秦庆东本是低眉顺眼唏嘘不已,听得这话蓦地抬头,满脸错愕,“只见了观舟?”
裴岸点头。
说到这里,俊秀容颜之上,目若朗星,唇角上扬,“观舟性子你是知道,她拄着拐杖,亲自前往百顺酒家,与三哥、临山二人畅饮一个晌午。听临山说来,观舟歪打正着,解了三哥一些愁绪。”
“唉!能解得了些也是好事儿。”
提到裴彻,秦庆东怅然若失,“彻哥儿与我,也再是回不到从前。”人生朝前,谁又知道能同行多久?
回到韶华苑,早已掌灯。
裴岸与秦庆东踏入院落,闷在门畔蹲坐着的庆芳赶紧起身,见礼之后才小跑入内,“四公子和二公子回来了。”

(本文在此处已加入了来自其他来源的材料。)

PR #165, opened 2021-07-17
Create Tdarr_Plugin_vdka_Tiered_CPU_CRF_Based_Configurable.js

vodkapmp:
Same as my GPU based one basically, just for CPU

### DIFF
--- a/Community/Tdarr_Plugin_vdka_Tiered_CPU_CRF_Based_Configurable.js
+++ b/Community/Tdarr_Plugin_vdka_Tiered_CPU_CRF_Based_Configurable.js
@@ -8,7 +8,6 @@ function details() {
     Description: `[Contains built-in filter] This plugin uses different CRF values depending on resolution, 
        the CRF value is configurable per resolution.
        FFmpeg Preset can be configured, uses slow by default. 
-       ALL OPTIONS MUST BE CONFIGURED UNLESS MARKED OPTIONAL!
        If files are not in hevc they will be transcoded. 
        The output container is mkv. \n\n`,
     Version: '1.00',
@@ -20,43 +19,42 @@ function details() {
     Inputs: [
       {
         name: 'sdCRF',
-        tooltip: `Enter the CRF value you want for 480p and 576p content. (0-51, lower = higher quality, bigger file)
+        tooltip: `Enter the CRF value you want for 480p and 576p content. Defaults to 20 (0-51, lower = higher quality, bigger file)
          \\nExample:\\n 
         
         19`,
       },
       {
         name: 'hdCRF',
-        tooltip: `Enter the CRF value you want for 720p content. (0-51, lower = higher quality, bigger file)
+        tooltip: `Enter the CRF value you want for 720p content. Defaults to 22 (0-51, lower = higher quality, bigger file)
         
         \\nExample:\\n
         21`,
       },
       {
         name: 'fullhdCRF',
-        tooltip: `Enter the CRF value you want for 1080p content. (0-51, lower = higher quality, bigger file)
+        tooltip: `Enter the CRF value you want for 1080p content. Defaults to 24 (0-51, lower = higher quality, bigger file)
         
         \\nExample:\\n
         23`,
       },
       {
         name: 'uhdCRF',
-        tooltip: `Enter the CRF value you want for 4K/UHD/2160p content. (0-51, lower = higher quality, bigger file)
+        tooltip: `Enter the CRF value you want for 4K/UHD/2160p content. Defaults to 28 (0-51, lower = higher quality, bigger file)
         
         \\nExample:\\n
         26`,
       },
       {
         name: 'bframe',
-        tooltip: `Specify amount of b-frames to use, 0-16.
+        tooltip: `Specify amount of b-frames to use, 0-16, defaults to 8.
         
         \\nExample:\\n
         8`,
       },
       {
         name: 'ffmpegPreset',
-        tooltip: `OPTIONAL, DEFAULTS TO SLOW IF NOT SET 
-        \\n Enter the ffmpeg preset you want, leave blank for default (slow) 
+        tooltip: `Enter the ffmpeg preset you want, leave blank for default (slow) 
         
         \\nExample:\\n 
           slow  
@@ -108,7 +106,14 @@ function plugin(file, librarySettings, inputs) {
   // if we made it to this point it is safe to assume there is no hevc stream
   response.infoLog += '☒File is not hevc!\n';
 
-  // Check if preset is configured, default to slow if not
+  // set sane input defaults if not configured
+  const sdCRF = inputs.sdCRF ? inputs.sdCRF : 20;
+  const hdCRF = inputs.hdCRF ? inputs.hdCRF : 22;
+  const fullhdCRF = inputs.fullhdCRF ? inputs.fullhdCRF : 24;
+  const uhdCRF = inputs.uhdCRF ? inputs.uhdCRF : 28;
+  const bframe = inputs.bframe ? inputs.bframe : 8;
+
+  // set preset to slow if not configured
   let ffmpegPreset = 'slow';
   if (!inputs.ffmpegPreset) {
     response.infoLog += '☑Preset not set, defaulting to slow\n';
@@ -121,16 +126,16 @@ function plugin(file, librarySettings, inputs) {
   switch (file.video_resolution) {
     case '480p':
     case '576p':
-      crf = inputs.sdCRF;
+      crf = sdCRF;
       break;
     case '720p':
-      crf = inputs.hdCRF;
+      crf = hdCRF;
       break;
     case '1080p':
-      crf = inputs.fullhdCRF;
+      crf = fullhdCRF;
       break;
     case '4KUHD':
-      crf = inputs.uhdCRF;
+      crf = uhdCRF;
       break;
     default:
       response.infoLog += 'Could for some reason not detect resolution, plugin will not proceed. \n';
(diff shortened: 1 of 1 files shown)


HaveAGitGat:
New plugins shouldn’t have eslint disabled at the top 😁.

HaveAGitGat (approved):

Community/Tdarr_Plugin_vdka_Tiered_CPU_CRF_Based_Configurable.js
```diff
@@ -0,0 +1,201 @@
+/* eslint-disable */
```
HaveAGitGat, line 1: Remove this please 👍 : /* eslint-disable */

HaveAGitGat (changes requested):

vodkapmp:
I'll fix all this ~~pointless~~ linting sometime later today.

Community/Tdarr_Plugin_vdka_Tiered_CPU_CRF_Based_Configurable.js
```diff
@@ -0,0 +1,200 @@
...
+      response.preset += `,${map} -dn -c:v libx265 -preset ${ffmpeg_preset} -x265-params crf=${inputs.fullhdCRF}:bframes=${inputs.bframe}:rc-lookahead=32:ref=6:b-intra=1:aq-mode=3 -a53cc 0 -c:a copy ${subcli}${maxmux}`
+      transcode = 1
+    }
+    //file will be encoded if the resolution is 4K
+    //codec will be checked so it can be transcoded correctly
+    if (file.video_resolution === '4KUHD') {
+      CRFinuse = `${inputs.uhdCRF}`
+      response.preset += `,${map} -dn -c:v libx265 -preset ${ffmpeg_preset} -x265-params crf=${inputs.uhdCRF}:bframes=${inputs.bframe}:rc-lookahead=32:ref=6:b-intra=1:aq-mode=3 -a53cc 0 -c:a copy ${subcli}${maxmux}`
+      transcode = 1
+    }
```
supersnellehenk, line 185: Perhaps you could clean this up a bit by creating a switch that sets `CRFinuse`, then using that for a single `response.preset` instead of these 4 if statements. You could use the `default` case of the switch to abort the plugin.

LargoUsagi:
It may be useful to add an optional configuration to supply a maximum bitrate so you can ensure the files can meet network constraints.

vodkapmp:
> It may be useful to add an optional configuration to supply a maximum bitrate so you can ensure the files can meet network constraints.

Absolutely not, that defeats the whole point of using a crf based approach.
Use a two-pass approach (which tdarr does not really support) if you need an absolute maximum bitrate.

Community/Tdarr_Plugin_vdka_Tiered_CPU_CRF_Based_Configurable.js
```diff
@@ -0,0 +1,150 @@
...
+      break;
+    }
+  }
+
+  // if we made it to this point it is safe to assume there is no hevc stream
+  response.infoLog += '☒File is not hevc!\n';
+
+  // Check if preset is configured, default to slow if not
+  let ffmpegPreset = 'slow';
+  if (inputs.ffmpegPreset === undefined) {
```
supersnellehenk, line 113: Change to `if (!inputs.ffmpegPreset)`

Community/Tdarr_Plugin_vdka_Tiered_CPU_CRF_Based_Configurable.js
```diff
@@ -0,0 +1,150 @@
...
+  // encoding settings
+  response.preset += `,-map 0 -dn -c:v libx265 -preset ${ffmpegPreset}`
+  + ` -x265-params crf=${crf}:bframes=${inputs.bframe}:rc-lookahead=32:ref=6:b-intra=1:aq-mode=3`
+  + ' -a53cc 0 -c:a copy -c:s copy -max_muxing_queue_size 9999';
+  response.infoLog += `☑File is ${file.video_resolution}, using CRF value of ${crf}!\n`;
+  response.infoLog += 'File is being transcoded!\n';
+
+  return response;
+};
+module.exports.details = details;
```
supersnellehenk, line 150: Either do it for the plugin too, or move this to line 1 pls

Community/Tdarr_Plugin_vdka_Tiered_CPU_CRF_Based_Configurable.js
```diff
@@ -0,0 +1,150 @@
...
+        
+        \\nExample:\\n 
+          veryfast`,
+      },
+    ],
+  };
+}
+
+module.exports.plugin = function plugin(file, librarySettings, inputs) {
+  let crf = '';
```
supersnellehenk, line 78: This can be `let crf;`, no need to instantiate it as an empty string

Community/Tdarr_Plugin_vdka_Tiered_CPU_CRF_Based_Configurable.js
```diff
@@ -0,0 +1,150 @@
...
+
+  // check if the file is already hevc
+  // it will not be transcoded if true and the plugin will be stopped immediately
+  for (let i = 0; i < file.ffProbeData.streams.length; i += 1) {
+    if (file.ffProbeData.streams[i].codec_name.toLowerCase() === 'hevc') {
+      response.processFile = false;
+      response.infoLog += '☑File is already in hevc! \n';
+      break;
+    }
+  }
```
supersnellehenk, line 106: Do we need this to be a loop, if the file is a video it's safe to assume the first stream is a video stream.

Community/Tdarr_Plugin_vdka_Tiered_CPU_CRF_Based_Configurable.js
supersnellehenk: Would be neat if you flip the if so it could just become `if (inputs.ffmpegPreset)`

supersnellehenk (changes requested):

Community/Tdarr_Plugin_vdka_Tiered_CPU_CRF_Based_Configurable.js
vodkapmp: Better safe than sorry, this definitely stays

Community/Tdarr_Plugin_vdka_Tiered_CPU_CRF_Based_Configurable.js
vodkapmp: willdo

Community/Tdarr_Plugin_vdka_Tiered_CPU_CRF_Based_Configurable.js
vodkapmp: > Change to `if (!inputs.ffmpegPreset)`

lets go with this then

Community/Tdarr_Plugin_vdka_Tiered_CPU_CRF_Based_Configurable.js
vodkapmp: > Either do it for the plugin too, or move this to line 1 pls

Done

Community/Tdarr_Plugin_vdka_Tiered_CPU_CRF_Based_Configurable.js
vodkapmp: This has been done

Community/Tdarr_Plugin_vdka_Tiered_CPU_CRF_Based_Configurable.js
```diff
@@ -0,0 +1,151 @@
...
+  response.infoLog += '☑File is a video! \n';
+
+  // check if the file is already hevc
+  // it will not be transcoded if true and the plugin will be stopped immediately
+  for (let i = 0; i < file.ffProbeData.streams.length; i += 1) {
+    if (file.ffProbeData.streams[i].codec_name.toLowerCase() === 'hevc') {
+      response.processFile = false;
+      response.infoLog += '☑File is already in hevc! \n';
+      break;
```
supersnellehenk, line 104: Shouldn't this just return the response immediately? There's no point to run the rest of the plugin, as it won't transcode.

vodkapmp: you are completely correct

LargoUsagi:
Adding sane defaults and making all inputs optional would help, as well as either clamping the bframes value to a max of 16 or adding some logic to set the look ahead to minimally 2x of bframes.

I think that would allow this to be the defacto default CPU 265 plugin for tdarr.

vodkapmp:
> Adding sane defaults and making all inputs optional would help, as well as either clamping the bframes value to a max of 16 or adding some logic to set the look ahead to minimally 2x of bframes.
> 
> I think that would allow this to be the defacto default CPU 265 plugin for tdarr.

I would love to add sane defaults, but my sane defaults for CRF is very different from other peoples sane defaults.

Should probably clamp the b frames, but I was honestly hoping for a requested feature of tdarr with radio buttons and value sliders to be implemented so I could use a value slider for the bframes and crf instead..

LargoUsagi:
I think CRF 20 across the board, 8bframe and slow speed would be a decent starting point.  Better than the 20 constant plugin that seems to do nothing with bframes, and maybe adding into the description on what each thing does.

You could also just punch in your thought on sane defaults and some improved descriptions on the parameters because ffmpegs docs are a pain to read and understand for the lay person, so having some plain English on what these numbers mean.  Then people can make thier own choices as they have to do today, and if they don't they take your informed opinion.

vodkapmp:
> I think CRF 20 across the board, 8bframe and slow speed would be a decent starting point. Better than the 20 constant plugin that seems to do nothing with bframes, and maybe adding into the description on what each thing does.
> 
> You could also just punch in your thought on sane defaults and some improved descriptions on the parameters because ffmpegs docs are a pain to read and understand for the lay person, so having some plain English on what these numbers mean. Then people can make thier own choices as they have to do today, and if they don't they take your informed opinion.

I have decided to set some "sane" defaults, which are for me way too high crf values, but probably about what people "expect" to have in terms of compression of the files when going to h265. 
And also 8 bframes.

supersnellehenk (approved):

HaveAGitGat (approved):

忍冬迎出来,“……四公子,二公子,快些进来,奴这会儿去摆饭。”
裴岸缓步行来,“观舟也不曾用?”
“少夫人说候着四公子您呢,今儿表少夫人那边做了江洲菜,给我们院落也送了好几样,还在小厨房炉火边上煨着呢。”
秦庆东随后走来,“江洲菜什么的,我倒是喜爱,不过忍冬,你去拌些爽口小菜,我佐着下些绿蚁酒。”

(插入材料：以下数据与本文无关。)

PR #194, opened 2021-11-04
New plugin which downmixes to stereo and applies DNC

jenskaalen:
A plugin which aims to downmix and apply DNC so the viewing experience is more pleasant for those with stereo systems. This also counteracts the whisperwhisperBANG effect.


Community/Tdarr_Plugin_jeons001_Downmix_to_stereo_and_apply_DNC.js
```diff
@@ -0,0 +1,89 @@
...
+            response.infoLog = "Didn't find file to be in stereo... Downmixing and applying DRC!";
+            return response;
+        }
+
+    }
+
+    return response;
+};
+
+module.exports.onTranscodeSuccess = function onTranscodeSuccess(
```
supersnellehenk, line 57: You can remove this function entirely.

Community/Tdarr_Plugin_jeons001_Downmix_to_stereo_and_apply_DNC.js
```diff
@@ -0,0 +1,89 @@
...
+    const response = {
+        file,
+        removeFromDB: false,
+        updateDB: false,
+    };
+
+    return response;
+};
+
+module.exports.onTranscodeError = function onTranscodeError(
```
supersnellehenk, line 75: You can also remove this one.

Community/Tdarr_Plugin_jeons001_Downmix_to_stereo_and_apply_DNC.js
```diff
@@ -0,0 +1,89 @@
...
+        const stream = file.ffProbeData.streams[index];
+        if (stream.codec_type === "audio" && stream.channels && stream.channels > 3) {
+            console.log('stream.channels isXX ' + stream.channels);
+            response.preset = '-sn <io> -vcodec copy -scodec copy -acodec aac -af "dynaudnorm,pan=stereo|FL < 1.0*FL + 0.707*FC + 0.707*BL|FR < 1.0*FR + 0.707*FC + 0.707*BR"';
+            response.processFile = true;
+            response.infoLog = "Didn't find file to be in stereo... Downmixing and applying DRC!";
+            return response;
+        }
+
+    }
```
supersnellehenk, line 52: This will only work for a single audio stream in the file.

Community/Tdarr_Plugin_jeons001_Downmix_to_stereo_and_apply_DNC.js
```diff
@@ -0,0 +1,89 @@
...
+        FFmpegMode: false,
+        reQueueAfter: true,
+        infoLog: '', 
+        file,
+        removeFromDB: false, 
+        updateDB: false, 
+    };
+
+    response.container = `.${file.container}`;
+    response.FFmpegMode = true;
```
supersnellehenk, line 40: You can set these values as the default in the response object.

Community/Tdarr_Plugin_jeons001_Downmix_to_stereo_and_apply_DNC.js
```diff
@@ -0,0 +1,89 @@
...
+module.exports.dependencies = [
+    'import-fresh',
+];
+
+module.exports.details = function details() {
+    return {
+        id: 'Tdarr_Plugin_jeons001_Downmix_to_stereo_and_apply_DNC',
+        Stage: 'Pre-processing', 
+        Name: 'Downmix & Dynamic range compression',
+        Type: 'Video',
```
supersnellehenk, line 11: This is an audio plug-in :)

Community/Tdarr_Plugin_jeons001_Downmix_to_stereo_and_apply_DNC.js
```diff
@@ -0,0 +1,89 @@
...
+        Operation: 'Transcode',
+        Description: 'Downmixes surround to stereo AND applies dynamic range compression. Files already in stereo will be skipped \n\n',
+        Version: '1.00',
+        Link: 'https://github.com/HaveAGitGat/Tdarr_Plugin_aaaa_Pre_Proc_Example',
```
supersnellehenk, line 15: Make this link point to the actual file if it were in the repo.

Community/Tdarr_Plugin_jeons001_Downmix_to_stereo_and_apply_DNC.js
```diff
@@ -0,0 +1,89 @@
...
+        Tags: 'ffmpeg', 
+
+        Inputs: [
+            
+        ],
+    };
+};
+
+module.exports.plugin = function plugin(file, librarySettings, inputs) {
+    const importFresh = require('import-fresh');
```
supersnellehenk, line 25: You can remove this, you're not using it.

Community/Tdarr_Plugin_jeons001_Downmix_to_stereo_and_apply_DNC.js
```diff
@@ -0,0 +1,89 @@
+// List any npm dependencies which the plugin needs, they will be auto installed when the plugin runs:
+module.exports.dependencies = [
+    'import-fresh',
+];
+
```
supersnellehenk, line 5: You can remove this, you're not using it.

supersnellehenk (changes requested):

Community/Tdarr_Plugin_jeons001_Downmix_to_stereo_and_apply_DNC.js
jenskaalen: Oh, that didn't cross my mind. Rarely have multi-audio files. Suggestion on how to deal with this?

supersnellehenk: You'd have to loop through all the audio tracks, then probably either keep the original codec it's in or say everything's going to be converted to aac. You'd also have to deal with channels probably.

jenskaalen:
Suggesting a narrowing of scope: Only processing files with a single, surround, audio track.  
Either that or dropping the plugin altogether. Tried fiddling with looping but did not like the added complexity, so I don't want to commit something error prone.

Community/Tdarr_Plugin_jeons001_Downmix_to_stereo_and_apply_DNC.js
jenskaalen: Suggesting a narrowing of scope: Only processing files with a single, surround, audio track.
Either that or dropping the plugin altogether. Tried fiddling with looping but did not like the added complexity, so I don't want to commit something error prone.

HaveAGitGat:
Looks good :)

PR #195, opened 2021-11-04
Use user defined preset in ffmpeg command

evoactivity:
The preset is verified but never used, this PR uses the user defined preset when converting the video


supersnellehenk (approved):

supersnellehenk:
I'm amazed this has been wrong since the 12th of February 2020...

HaveAGitGat (approved):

不等裴岸否定,忍冬已笑眯眯道,“今儿绿蚁酒是没了,晌午时,华姑娘差人送来两坛子胥余酒,说是前几日酿造出来,才从茫洲运来的,特特送来给少夫人尝尝鲜。”
裴岸浓眉微蹙,“华姑娘说观舟是能吃酒了?”
孙大夫前几日来看,才说观舟腿伤长得不好,这几日要停了行走,忍冬知道裴岸担忧何事,上前半步解释起来,“华姑娘说不碍事儿,这胥余酒本就是果子酒,酒味不大,吃个兴致罢了。何况少夫人不得行走,心中憋屈,能有解忧之物,好过闷在屋中。”
忍冬这番说来,裴岸也只得作罢。
待二人入内,丫鬟们来伺候着净面洗手时,裴岸才觉奇怪,“你们少夫人呢?是不在?”
话音刚落,内屋传来宋观舟犹如黄莺的声音。
“四郎,我在屋内。”
丢下还在洗脸的秦庆东,他自行入了内屋,绕过屏风才看到宋观舟正在埋头苦读,裴岸见状,有几分新奇,“可是读岳父留下来的书籍?”
话音刚落,宋观舟一把收起书册。
“你藏什么?”
宋观舟欲盖弥彰,“不藏,只是你突然进来,吓我一跳。”
裴岸长臂一伸,“拿来——”
宋观舟仰着脸儿笑眯眯道,“真是父亲留下的古书,只是我有些字儿我不识得,涂涂抹抹的,有伤大雅,四郎不看也罢。”
裴岸眯着眼,哼了一声,“观舟,我若是强抢,你这样娇弱的女子,定然不是我的对手。”
哈?!
宋观舟较旁的女子更为英气的剑眉一挑,拒不服输,以迅雷不及掩耳之势,竟然把书册塞到裙裾之内。
裴岸惊得玉指颤抖,“娘子,你如何这般……这般……”
“……粗俗?”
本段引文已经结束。